The pathogenesis of PI in conjunction with a PM case history could be quite different. Hormonal insufficiency, abnormalities of vascularization and endometrium reception owing to previous curettages, genital infantilism, and the presence of inflammatory and vascular reactions, thrombophilic complications at autoimmune processes are the most important causes of PI [25]. In PM cases, morphological and functional changes result in abnormalities of placenta maturation, involutive-dystrophic and inflammatory abnormalities of placental tissue [1,2,4]. Owing to this pathogenic background,PI in patients with PM should be treated as a primary character. Homozygosity for the I allele could decrease ACE concentration in plasma, and thus decrease the rate of bradykinin inactivation in the placenta. Reduction of bradykinin level may increase vessel permeability, and modulate inflammatory reaction, provoking premature interruption of pregnancy.

The differences in frequencies of the ACE alleles between groups 3 and 4 with PI could mainly be due to the complexity of the PI syndrome including pathological changes in the fetus and placenta joined by similar clinical manifestations, but varied in the cause of complications and in a number of development pathways.

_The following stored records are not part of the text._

Issue #6195, opened 2021-07-05
Modal is not always hidden after calling .hide()


gregoire-rouillon:
**Bug description**

Calling the `.hide()` method on a modal will not hide it if the opening animation (150ms by default) is not finished yet.

**Plunker/StackBlitz that reproduces the issue**

StackBlitz: https://stackblitz.com/edit/ngx-bootstrap-csh27l?file=src%2Fapp%2Fapp.component.ts

**Versions of ngx-bootstrap, Angular, and Bootstrap**

ngx-bootstrap: 6.2.0
Angular: 10.0.2
Bootstrap: 3.3.7

**Expected behavior**

The modal should hide

dezsiszabi:
I see there is a merged PR for this, so I assume it'll be available in 10.x.
Any chance of backporting this to 9.x and 8.x?
I encountered the same issue in my project (which is still on 8.x) and having this fix would be really nice.

renaldas-kerpe-arria:
Is this fixed in 9.x or 10.x?

renaldas-kerpe-arria:
Which version was this fixed in? I see the same issue in 8.x.

Looks like this issue might have been re-introduced https://github.com/valor-software/ngx-bootstrap/issues/6195

gregoire-rouillon:
Fixed by #6518 in 10.1.0

Issue #5840, opened 2020-06-29
bsModalRef sets an unneeded timeout on hide()


vvolodin:
Bug description:
Closing a dialog via `bsModalRef`'s `hide()` is setting a timeout for TRANSITION_DURATIONS.MODAL before actually doing anything to start hiding the dialog causing an unnecessary delay. Total time to close the dialog is 750 ms (TRANSITION_DURATIONS.MODAL*2 + TRANSITION_DURATIONS.BACKDROP), at least 300 of these happening before performing any animations. This is different when clicking on a backdrop, there's no additional delay there.

Plunker/StackBlitz that reproduces the issue:
https://valor-software.com/ngx-bootstrap/#/modals
Can be seen on ngx-bootstrap documentation website. Closing a dialog via "X" button is causing a 300 ms delay before starting animations (vs 0 delay when clicking on a backdrop).

Versions of ngx-bootstrap, Angular, and Bootstrap:

ngx-bootstrap: 5.6.2

Angular: 9.1.3

Bootstrap: 4.3.1

Build system: Angular CLI
Do not cause additional delays before starting close animations for a modal.

Issue #4270, opened 2018-04-26
modal.hide() - isShown=false needs to be the last thing happening


ctrl-brk:
When modal.hide() is called the isShown property gets set immediately as you can see here https://github.com/valor-software/ngx-bootstrap/blob/49ee88ed35349d980e53b993e0cfc4e53e4d206d/src/modal/modal-container.component.ts#L127 but all the other elements are still visible at this time. So if you base your logic (ex: ngIf visibility) on that property then the visual appearance is not pleasant. First your element disappears from the modal and only then the modal itself hides.

PR #6518, opened 2022-10-24
fix(modal): hide works even if show hasn't finished

### LINKED ISSUE #6439: Modal created via BsModalService is not hidden after calling .hide() due to animation delay
Bug description:

If you call hide on a modal created via BsModalService.show(Component) before the animation has completed, the modal doesn't hide and is left on screen. 

It looks like a similar issue was raised back in [2018](https://github.com/valor-software/ngx-bootstrap/issues/3711) and a fix implemented. I have been able to do a similar thing to the fix and put the hide inside a setTimeout with a delay equivalent to TRANSITION_DURATIONS.MODAL (300ms)

ngx-bootstrap: 8.0.0

Angular: 13.1.4

Bootstrap: 3.3.7

Expected behavior:

Calling hide hides the modal regardless of animation state

alejandrocoding:
This PR fix the problem we face when calling `hide()` on a modal reference before the modal animation has finished, in which case `hide()` has no effect into the displayed modal, staying open.

This change will enable us to call `show()` and right after `hide()` - and it will work as expected. Unit test is added.

The current workaround is adding `setTimeout` to call `hide()` in those cases that we might want to hide before loading the modal content is finished (cache data, quick api response, e2e tests...). This may impact the codebase and e2e tests, adding unnecessary timeouts and async awaits.

There is also another way of hiding the modal in those short-time shows, which is calling the `hide` method from the service passing the modal reference id, but still feels like the hide method from the modal reference should act the same way. These two ways and the issue are shown in the demo link below:

Issue demo: https://stackblitz.com/edit/ngx-bootstrap-modal-show-hide-issue-demo

before:
```
const ref = this.modalService.show(MyModalComponent);
// ref.hide(); // it wont work...
setTimeout(() => ref.hide(), TRANSITION_DURATIONS.MODAL);
```

after:
```
const ref = this.modalService.show(MyModalComponent);
ref.hide(); // it works!
```

Fixes https://github.com/valor-software/ngx-bootstrap/issues/6439 https://github.com/valor-software/ngx-bootstrap/issues/6195 https://github.com/valor-software/ngx-bootstrap/issues/5840 https://github.com/valor-software/ngx-bootstrap/issues/4270
______
_I took the liberty of improving/fixing the modal.service.spec. It seems that the done callbacks are not needed. Last test was not working, it was not entering the subscribe callback, so not executing the expect, making the test pass without validating the test case._

# PR Checklist

 - [X] read and followed the [CONTRIBUTING.md](https://github.com/valor-software/ngx-bootstrap/blob/development/CONTRIBUTING.md) guide.
 - [X] added/updated tests.
 - [ ] added/updated demos.

### DIFF
--- a/src/modal/bs-modal.service.ts
+++ b/src/modal/bs-modal.service.ts
@@ -134,7 +134,7 @@ export class BsModalService {
       .provide({ provide: BsModalRef, useValue: bsModalRef })
       .attach(ModalContainerComponent)
       .to('body');
-    bsModalRef.hide = () => modalContainerRef.instance?.hide();
+    bsModalRef.hide = () => this.hide(bsModalRef.id);
     bsModalRef.setClass = (newClass: string) => {
       if (modalContainerRef.instance) {
         modalContainerRef.instance.config.class = newClass;
--- a/src/modal/modal-container.component.ts
+++ b/src/modal/modal-container.component.ts
@@ -135,7 +135,7 @@ export class ModalContainerComponent implements OnInit, OnDestroy {
   }
 
   hide(): void {
-    if (this.isModalHiding || !this.isShown) {
+    if (this.isModalHiding) {
       return;
     }
 
--- a/src/modal/testing/modal.service.spec.ts
+++ b/src/modal/testing/modal.service.spec.ts
@@ -7,17 +7,17 @@ import { BsModalService, ModalModule } from '../index';
 @Component({ template: '<div>Dummy Component</div>' })
 class DummyComponent {
   // eslint-disable-next-line @typescript-eslint/no-empty-function,@typescript-eslint/no-unused-vars
-    constructor(modalService: BsModalService) { }
+  constructor(modalService: BsModalService) { }
 }
 
 @Component({
-    template: '<div>Test Component</div>'
+  template: '<div>Test Component</div>'
 })
-class TestModalComponent { }
+export class TestModalComponent { }
 
 @NgModule({
-    declarations: [TestModalComponent],
-    entryComponents: [TestModalComponent]
+  declarations: [TestModalComponent],
+  entryComponents: [TestModalComponent]
 })
 export class TestModule { }
 
@@ -37,21 +37,19 @@ describe('Modal service', () => {
     fixture.detectChanges();
   });
 
-  it('should return random id on spin up a new modal', done => {
+  it('should return random id on spin up a new modal', () => {
     modalService.onShown.subscribe((data) => {
       expect(data.id).toBeTruthy();
-      done();
     });
 
     modalService.show(TestModalComponent);
   });
 
-  it('should return different random id when open nested modal without specifying id', done => {
+  it('should return different random id when open nested modal without specifying id', () => {
     modalService.onShown.pipe(
       pairwise(),
       tap(([firstData, secondData]) => {
         expect(firstData.id).not.toBe(secondData.id);
-        done();
       })
     ).subscribe();
 
@@ -59,12 +57,11 @@ describe('Modal service', () => {
     modalService.show(TestModalComponent);
   });
 
-  it('should return id in config when specified', done => {
+  it('should return id in config when specified', () => {
     const id = 20;
 
     modalService.onShown.subscribe((data) => {
       expect(data.id).toBe(id);
-      done();
     });
 
     modalService.show(TestModalComponent, { id });
@@ -72,6 +69,7 @@ describe('Modal service', () => {
 
   it('should return id when hide modal', () => {
     const id = 20;
+    jest.useFakeTimers();
 
     modalService.onHidden.subscribe((data) => {
       expect(data.id).toBe(id);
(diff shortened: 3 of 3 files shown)


src/modal/bs-modal.service.ts
```diff
@@ -134,7 +134,7 @@ export class BsModalService {
       .provide({ provide: BsModalRef, useValue: bsModalRef })
       .attach(ModalContainerComponent)
       .to('body');
-    bsModalRef.hide = () => modalContainerRef.instance?.hide();
+    bsModalRef.hide = () => this.hide(bsModalRef.id);
```
alejandrocoding, line 137: This is how the modal is hide when calling from the service itself instead of from the reference. The action is immediate.

src/modal/modal-container.component.ts
```diff
@@ -135,7 +135,7 @@ export class ModalContainerComponent implements OnInit, OnDestroy {
   }
 
   hide(): void {
-    if (this.isModalHiding || !this.isShown) {
+    if (this.isModalHiding) {
```
alejandrocoding, line 138: It should hide modal even if it is not shown, as shown is set after transition delay. We could keep that if we refactor the way this is set.

src/modal/testing/modal.service.spec.ts
```diff
@@ -7,17 +7,17 @@ import { BsModalService, ModalModule } from '../index';
...
-    constructor(modalService: BsModalService) { }
+  constructor(modalService: BsModalService) { }
 }
 
 @Component({
-    template: '<div>Test Component</div>'
+  template: '<div>Test Component</div>'
 })
-class TestModalComponent { }
+export class TestModalComponent { }
```
alejandrocoding, line 16: This should not be exported out of the test but it seems angular service call out an error in the below TestModule declarations array without the export. I can remove it if this is a concern.

src/modal/testing/modal.service.spec.ts
```diff
@@ -37,47 +37,69 @@ describe('Modal service', () => {
...
       expect(data.id).toBe(id);
-      done();
     });
 
     modalService.show(TestModalComponent, { id });
   });
 
   it('should return id when hide modal', () => {
     const id = 20;
+    jest.useFakeTimers();
```
alejandrocoding, line 75: Without waiting for the timers, onHidden is not triggered and the expect inside does not execute.

alejandrocoding:
All tests are passing in local:

src/modal/testing/modal.service.spec.ts
```diff
@@ -37,47 +37,69 @@ describe('Modal service', () => {
     fixture.detectChanges();
   });
 
-  it('should return random id on spin up a new modal', done => {
+  it('should return random id on spin up a new modal', () => {
     modalService.onShown.subscribe((data) => {
       expect(data.id).toBeTruthy();
-      done();
```
dianjuar: In my experience, your tests must call the `done` callback when you test async operations.

The problem is that a test without an `expect` will pass as successfully. For instance, this counts as a successful test:

```ts
it('should pass', () => {
  const foo = 'bar';
})
```

The test runs, and if it doesn't find any `expect` at the end, it will pass as valid.
This example will also pass, even though we want it to fail.

```ts
it('should fail', () => {
  setTimeout(() => {
    expect(true).toBe(false);
  }, 3000);
});
```

It will run, put an async operation on queue, finds the end of the test, no `expect` found, test successful, and our test never takes our assert into account.

---

To tell the test that the assert executed after an async operation, we must use the `done` callback

```ts
it('should fail', (done) => {
  setTimeout(() => {
    expect(true).toBe(false);
    done();
  }, 3000);
});
```

src/modal/testing/modal.service.spec.ts
```diff
@@ -37,47 +37,69 @@ describe('Modal service', () => {
...
+    jest.runAllTimers();
+  });
+
+  it('should hide modal even if invoked right after show', () => {
+    const id = 25;
+    const onHideSpy = jest.spyOn(modalService.onHide, 'emit');
+    const onHiddenSpy = jest.spyOn(modalService.onHidden, 'emit');
+    jest.useFakeTimers();
+
+    modalService.onHidden.subscribe((data) => {
```
dianjuar: I see that this test is taken by the test `should return id when hide modal`.

I would suggest skipping that test and focusing on testing one thing.
If it fails you would isolate what the problem is, otherwise the problem can be in several places.

I found [this](https://stackoverflow.com/questions/235025/why-should-unit-tests-test-only-one-thing/235032#235032) on the internet and explain better my point

src/modal/testing/modal.service.spec.ts
```diff
@@ -37,47 +37,69 @@ describe('Modal service', () => {
...
+
+    modalService.onHide.subscribe((data) => {
+      expect(data.id).toBe(id);
+    });
+
+    const bsRef = modalService.show(TestModalComponent, { id });
+    bsRef.hide();
+
+    jest.runAllTimers();
+    expect(onHideSpy).toHaveBeenCalled();
```
dianjuar: I would suggest to make two different test to test `onHide` and `onHidden`

dianjuar (commented):
I have a few recommendations for the unit test.

Awesome Work 🎉

src/modal/testing/modal.service.spec.ts
alejandrocoding: Thanks for clarification! Bringing them back!

src/modal/testing/modal.service.spec.ts
alejandrocoding: Got it, done.

src/modal/testing/modal.service.spec.ts
alejandrocoding: Thank you for the detailed message!

src/modal/testing/modal.service.spec.ts
alejandrocoding: done

dianjuar (approved):

valorkin:
looks great, thank you so much for your help)

src/modal/bs-modal.service.ts
renaldas-kerpe-arria: Sadly, this change broke the close interceptor 😥
https://github.com/valor-software/ngx-bootstrap/issues/6608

Determining which genetic factors influence development of PI is of great importance for understanding the pathophysiological mechanisms of this disorder. Identification of candidate genes that participate in PM and PI has great practical value for prevention of this frequent obstetric pathology. Our data show that products of the ACE gene in placenta participate in PI development. The D/D genotype is associated with a 3-fold increased risk of PI development in women without PM. The I/I genotype increases by 2.6-fold the risk of PI development in patients positive for PM in obstetric history. Testing for the I/D polymorphism of the ACE gene in chorionic villus cells in the first trimester of pregnancy could be very important for prediction of PI. However, it is still unknown whether the maternal I/D polymorphism may influence development of PM and PI. Identification of genetic markers of PI is still in its infancy but could provide new insight into molecular mechanisms of pathology in obstetrics, gynecology, and clinical medicine as a whole.